# Gutter screws vs. rivets



## sh40674

Gonna take out a downspout and move it to another location, also have a corner to fix... Should I use screws or rivets? Also, should I use the gutter seam caulk in the gutter section for the patch and beads, or is there a better caulk out there for the job?


----------



## jagans

They make white head hex heat self tapping screws for downspouts so you can take them apart if they get clogged up.

OK I'll bite, what are "Patches and Beads"?

Seams? If you mean seams, I clean the bare metal first with naphtha, then use 30 minute acetoxy set clear GE silicone. Believe it or not, I have embeded MR fiberglass drywall tape in silicone sealant for added strength and it works really well.


----------



## sh40674

I mean a patch for the downspout hole and beads of caulk, as well as the new corner... Should I use rivets or screws?


----------



## jagans

I gave you my answer in post number 2, above, white head, hex drive screws. Use a 1/4 inch magnetic nut driver in your cordless drill.


----------



## kwikfishron

I got to disagree with the screws, especially if you have (or have access to) a rivet gun.

All it takes is that little tit of the screw sticking though to catch the first leaf (or whatever) to begin the clogging process.


----------



## jagans

Well, that's the beauty of living in the good ole USA. Not having a downspout inspector, you can use whatever you want, but you better hurry up before they elect one and you need a permit to attach your downspouts. Next will be predators flying over to see if you are putting a new roof on without a permit.


----------



## kwikfishron

jagans said:


> Well, that's the beauty of living in the good ole USA. Not having a downspout inspector, you can use whatever you want, but you better hurry up before they elect one and you need a permit to attach your downspouts. Next will be predators flying over to see if you are putting a new roof on without a permit.

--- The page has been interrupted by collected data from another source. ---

PR #288, opened 2026-07-28
pipe: allocate graph resources from compatible arenas

niklasiivari:
I seem to be hitting some memory allocation errors all the time, so this pr moves memory allocation into a more generalisable pattern. Should probably be tested on other hardware too before possible merge, as I am only able to test on one platform. 

This time the conflict was in ssbo memory (while working on some filmsim stuff), but thought it would be better to fix this more generally instead of adding workarounds.

### DIFF
--- a/src/pipe/alloc.h
+++ b/src/pipe/alloc.h
@@ -15,6 +15,7 @@ typedef struct dt_vkmem_t
   struct dt_vkmem_t *prev;  // for alloced/free lists
   struct dt_vkmem_t *next;
   struct dt_vkalloc_t *heap;// pointing back to owner
+  struct dt_graph_memory_t *memory; // Vulkan arena backing this allocation
 }
 dt_vkmem_t;
 
--- a/src/pipe/graph-run-nodes-allocate.h
+++ b/src/pipe/graph-run-nodes-allocate.h
@@ -327,11 +327,7 @@ bind_buffers_to_memory(
   //     dt_token_str(node->module->inst),
   //     dt_token_str(node->kernel),
   //     img->offset, img->offset + img->size);
-  VkDeviceMemory mem = graph->vkmem;
-  if(img->mem->heap == &(graph->heap_protected))
-    mem = graph->vkmem_protected;
-  else if(img->mem->heap == &(graph->heap_1))
-    mem = graph->vkmem_1;
+  VkDeviceMemory mem = img->mem->memory->vkmem;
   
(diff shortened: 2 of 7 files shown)


hanatos:
have to do some testing here, but looks straight forward on first glance.

fwiw these multi-heaps will keep the base addresses of ssbo below the 32-bit limit. for very large buffers apparently the way to do it is via sparse binding and our own page table. i really hope that won't be necessary because i think that sucks in terms of code complexity.

i have a local branch that works with buffer references instead of ssbo. well in fact it copies buffer references in addition to the ssbo bindings so i don't have to change all the shader kernels at once. buffer references don't have these limitations and might be the clean solution at some point. (and unfortunately that's part of a larger patch which i'm unlikely to merge soon)

niklasiivari:
About this one, if this seems like something that will just complicate your bigger ongoing work, I can also prepare a smaller patch that makes things work for me while keeping things largely similar, should have such sitting on some local branch of mine

The buffer reference approach sounds interesting!

hanatos:
no worries. i think it's reasonably disjoint. exposing buffer addresses to glsl is just one additional last step, the memory allocation itself is the same/can be performed more carelessly. i can try and factor out this thing, shouldn't be all that large just the address part.

hanatos:
hah! it's just too hot here for my brain. i had already merged the buffer address reference part, so we're good :)

mainly the ray tracing uses buffer references because i thought that's where the heavy buffers would be required, exclusively:
https://github.com/hanatos/vkdt/blob/master/src/pipe/modules/rt/raytrace.glsl

and there's one case where i needed extended memory as a hotfix for a rendering project where the last module in the graph was rendering a text overlay but finally exceeded the 32-bit address range:
https://github.com/hanatos/vkdt/blob/master/src/pipe/modules/overlay/main.vert#L18

and that showcases the generic way of accessing memory via buffer address references instead of ssbo bindings in vkdt. the `layout(set = 0, binding = 2) uniform` will always be bound and contain the uint64_t addresses of the `ssbo` channel connectors in order of their connector indices (images/samplers will be skipped and not have a slot in this uniform buffer).

you seem to have run into such limitations with storage images though?

niklasiivari:
The issue i faced was when trying to allocate memory for the per frame ssbo in the filmsim rewrite. Vkdt wanted to allocate device local non-host-visible memory but a compatible type was not available on my hardware.

PR #289, opened 2026-07-28
filmsim: align with spektrafilm

niklasiivari:
Bit of a bigger change this time. This pr rewrites the filmsim module to align it with latest changes in the spektrafilm project. Things are more complicated than before, but tried to make the pipeline structure clearer by restructuring a lot of it. 

Performance takes a bit of a hit, but nothing too major considering we need to evaluate a lot more math than before. 

Sorry in advance, I know this will be a pain to review. 

Note: includes changes that break old cfgs.


hanatos:
oh wow! one hell of a patch indeed. will look into it, certainly excited!

some quick comments:
the CAT16 chromatic adaptation and the gamut compression is also from recent spektrafilm? makes me sad to see matrices in all the nice spectral surroundings ;) i'd rather include some spectral white balancing (divide out the scene illuminant). that would of course depend on some sanitised camera -> rec2020 input device transform.

niklasiivari:
Yeah, all those are directly from spektrafilm, but now that you mention it, would certainly make sense to try doing those in spectral too! I guess the reason for why it's done this way is the film's/paper's illuminant calibrations, but can't now figure out why doing the adaptation in spectral domain wouldn't work just as well.

In general there are now quite many stages that do a sort of "white balance" and would perhaps make sense to think about a way to make it make more sense. I also added one more illuminant slider besides scan and scene from yours, which I found useful for simulating for example exposing a tungsten-balanced stock in daylight (set film  to Kodak 200T and film illuminant to 5500 for example, and get a nice blue cast :)

hanatos:
really nice work here. i'd want to read the code some more to understand what's going on. from a few tests i have to say i like this a lot. many interesting new parameters. some comments:

- grain has global.hash in the seed so it still works nicely with animations, awesome!
- is couplers on and at 1.0 the default in spektrafilm too? seems a bit on the aggressive side. maybe 0.5 would lead to more balanced results?
- great to have all the illuminants to play with all the way at the bottom :)
- maybe the module would now profit from long names on the sliders, as did `OpenDRT`. there's the possibility to put a  [`params.en`](https://github.com/hanatos/vkdt/blob/master/src/pipe/modules/OpenDRT/params.en) file next to the `params.ui` file. it just holds pairs of `<token>:<long name>` in every line.
- does the halation `radius` do anything? can't spot the difference. maybe that affects a blur kernel which is implemented as multi-pass thing and then doesn't rebuild the graph? have to read the code.
- probably more to come :)

niklasiivari:
Some answers to the questions: 

- couplers 1.0 is the spektrafilm default too, but i agree it can be quite strong. 0.5 might make sense! Especially with positive stock 1.0 looks quite off. If we change the default should probably also regenerate wb tables as those are now also calibrated to couplers at 1. 
- yes, long names would surely help with ux :)
- just tested halation radius and seems to work for me, but the effect is quite subtle at these defaults anyways, if i set halation amount to say 100, there is quite a difference between for example radius 10 and 50. Yes its the blur kernel, but the rebuild should be handled ok!

niklasiivari:
Also a quick side note here not related to this pr, the double buffer changes seem to cause the gui to need to wait for the image computation every time, so slider changes + a slow graph make the ui stall once again

hanatos:
okay thanks for the comment. i'll revert yet again and figure this out with more time.

niklasiivari:
Just updating here that I actually started working on a fully spectral version! The idea I got is such that we have an alternative data format for representing the spectral data instead of rgb, produced by a module we can place at the place of the colour module. It evaluates a different-shaped lut with the idea of mapping camera-rgb > spectral instead of camera-rgb > rec2020. Then we can connect modules after this that work directly on spectral data. For example, we can directly simulate stuff like lenses, chromatic aberration (makes me think, could we figure out something for lens correction here with an inverse lens transformation!), or simply creative (or corrective) scene relighting.  

This works quite well with the graph system in vkdt because in theory we can then have both spectral and rgb sections in the graph with suitable transform modules in between. Will try to get something working by tomorrow for you to look at as well!

niklasiivari:
And here we go, thought not to open a PR yet due to how experimental this is at this point: https://github.com/niklasiivari/vkdt/tree/spectral

hanatos:
> Also a quick side note here not related to this pr, the double buffer changes seem to cause the gui to need to wait for the image computation every time, so slider changes + a slow graph make the ui stall once again

could you check a468d3a9 on your end if that's better?

niklasiivari:
> > Also a quick side note here not related to this pr, the double buffer changes seem to cause the gui to need to wait for the image computation every time, so slider changes + a slow graph make the ui stall once again
> 
> could you check [a468d3a](https://github.com/hanatos/vkdt/commit/a468d3a9e03e7ca2bff433f5863f685d835a502b) on your end if that's better?

Yes, works well now!

hanatos:
i think this is really outstanding work. really nice and clean, well structured and so much fun to play with :)

i put one minor change on top just because the way the grain reacted to changes of size threw me off the illusion of working with real film scans.

PR #290, opened 2026-07-31
filmsim: switch film illuminant adaptation from cat16 to spectral

niklasiivari:
So figured out this would be better done this way based on the earlier discussion, and seems to work just fine! Doing the "adaptation" in the spectral domain also removes the need for gamut compression, so a nice simplification. 

edit: here is a picture, less blue image is from this new version, kodak 500T with film illuminant set to 5500

image

Thought about scanner illuminant too, but it seems it kind of loses its meaning and is basically locked to D65 if we want to have a sensible white point on the rgb coming out of filmsim if we were to remove the CAT adaptation there.


hanatos:
```
 8 files changed, 60 insertions(+), 165 deletions(-)
```
love it.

Well you can spin it anyway you want :thumbup: but a spike sticking into a downspout is never a good thing (might be fine if you live in the desert I guess). :whistling2:


----------



## jagans

Well, thats my *point *exactly. You can *spin *a screw, and it comes out for disassembly. I do get your *point *regarding the _*point *_though. The screws I used were like 3/8" long. I have used rivets, but prefer screws for the reason stated.


----------



## paintdrying

Yes and no to both, stainless steel screws are nice, hard to hold on to because they are non magnetic. Downspouts with rivets clog up, then you have to drill the rivet. I really hate rivets. Rivet the first elbow to the outlet in the bottom of the gutter, then one screw on the top part of the downspout to hold everything together. One screw on each side of the elbow is a good way to clog up a downspout. Everything is different, maple helicopters are going to clog every hole, oak leaves will lay acrooss the outlet. Locus leaves will plug your underground pipes. You just have to check your gutters when it rains


----------



## jagans

Yeah lifes a beach, whichever way you go. Use 3 x 4 downspouts and 6 inch gutters, and the squirrels run up the downspouts. Install gutter guards and you encourage ice damming yata yata yata. Now you *can *escape up to the roof and clean out the gutters, then sit on the ridge and just enjoy the clouds passing by for a while. Thats what I do. Just don't sit on a lightning rod. :laughing:


----------



## AndyWRS

The only time I ever see rivets in gutters is when its a custom box gutter. 99.9% of all the gutter we see in So Cal have the screws in the color to match the gutter.

either way will work though.

I will have you know that I open carry my assault caulking gun every day at work with no issues here in So Cal...so back off :laughing:


----------



## Windows on Wash

jagans said:


> Well, that's the beauty of living in the good ole USA. Not having a downspout inspector, you can use whatever you want, but you better hurry up before they elect one and you need a permit to attach your downspouts. Next will be predators flying over to see if you are putting a new roof on without a permit.


I hear the current administration is creating this division of government as we speak....


----------



## 1985gt

What just happened here? 

Use both!

Rivets for the patch and corner fix. Sheet metal screws for the down spouts. 

For the seams and patches we use Geocel or NP-1.


----------



## Nailbags

jagans said:


> Well, that's the beauty of living in the good ole USA. Not having a downspout inspector, you can use whatever you want, but you better hurry up before they elect one and you need a permit to attach your downspouts. Next will be predators flying over to see if you are putting a new roof on without a permit.


Hey In King County WA they use Google earth to see what is added to the places and tax according.


----------



## jagans

Nailbags said:


> Hey In King County WA they use Google earth to see what is added to the places and tax according.


Yeah, and I bet they round up on the sq. footage.


----------